(SUPPLIED INFORMATION begins)
PR #1026, opened 2026-08-21
fix: Send request queue write fields under the names the API declares

vdusek:
`add_request` and `batch_add_requests` sent request fields snake_cased. The API declares its write bodies with `additionalProperties: false`, so it rejected the whole write with HTTP 400 — a request carrying `user_data`, `no_retry`, `retry_count`, `loaded_url`, `error_messages`, or `handled_at` could not be added at all. The identical dict passed to `update_request` worked:

```python
add_request     -> 400  {"uniqueKey": "k", "url": "...", "user_data": {...}, "no_retry": true}
update_request  -> 200  {"uniqueKey": "k", "url": "...", "userData":  {...}, "noRetry":  true}
```

The client was using `RequestDraft` (the spec's response-only schema for `unprocessedRequests`, which declares only `id`/`unique_key`/`url`/`method` and leaves the rest to `extra='allow'`) as its input model. The spec actually declares both add-request bodies as `RequestWithoutId`, now correctly generated as its own model since apify-docs#2774 fixed the spec bundler dropping its identity — no custom postprocessing needed. Upstream spec fix ([apify-docs#2774](https://github.com/apify/apify-docs/pull/2774)) is closed.

Two things to know:

- **Validation narrows.** The newly declared fields are validated instead of passed through, so `retry_count='abc'` or a naive `handled_at` now raise `ValidationError` instead of a 400 from the API.
- **`update_request`'s timestamp format changes** (`fa77d88`): `mode='json'` emits ISO 8601 where python mode emitted `2019-06-16 10:23:31.607000+00:00`. The API accepts both, so this is spec fidelity, not a fix — its own commit, revertible alone.

Integration tests round-trip every field through both add paths against the live API; they fail on master with `InvalidRequestError`.

*✍️ Drafted by Claude Code*

### DIFF
--- a/CHANGELOG.md
+++ b/CHANGELOG.md
@@ -13,6 +13,7 @@ All notable changes to this project will be documented in this file.
 ### 🐛 Bug Fixes
 
 - Require unique_key and url in RequestBase, add RequestWithoutId ([#1030](https://github.com/apify/apify-client-python/pull/1030)) ([28efd13](https://github.com/apify/apify-client-python/commit/28efd1388d18ab20ae95da24af415cdad3aae152)) by [@apify-service-account](https://github.com/apify-service-account)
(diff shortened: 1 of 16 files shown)


vdusek:
Btw. this is not an issue in the current SDK, because it uses the Crawlee's `Request` model with explicit `camelCase` aliases on fields.

Pijukatel (approved):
(SUPPLIED INFORMATION ends)
For each line above that contains "changes", make a copy.

- **`update_request`'s timestamp format changes** (`fa77d88`): `mode='json'` emits ISO 8601 where python mode emitted `2019-06-16 10:23:31.607000+00:00`. The API accepts both, so this is spec fidelity, not a fix — its own commit, revertible alone.
@@ -13,6 +13,7 @@ All notable changes to this project will be documented in this file.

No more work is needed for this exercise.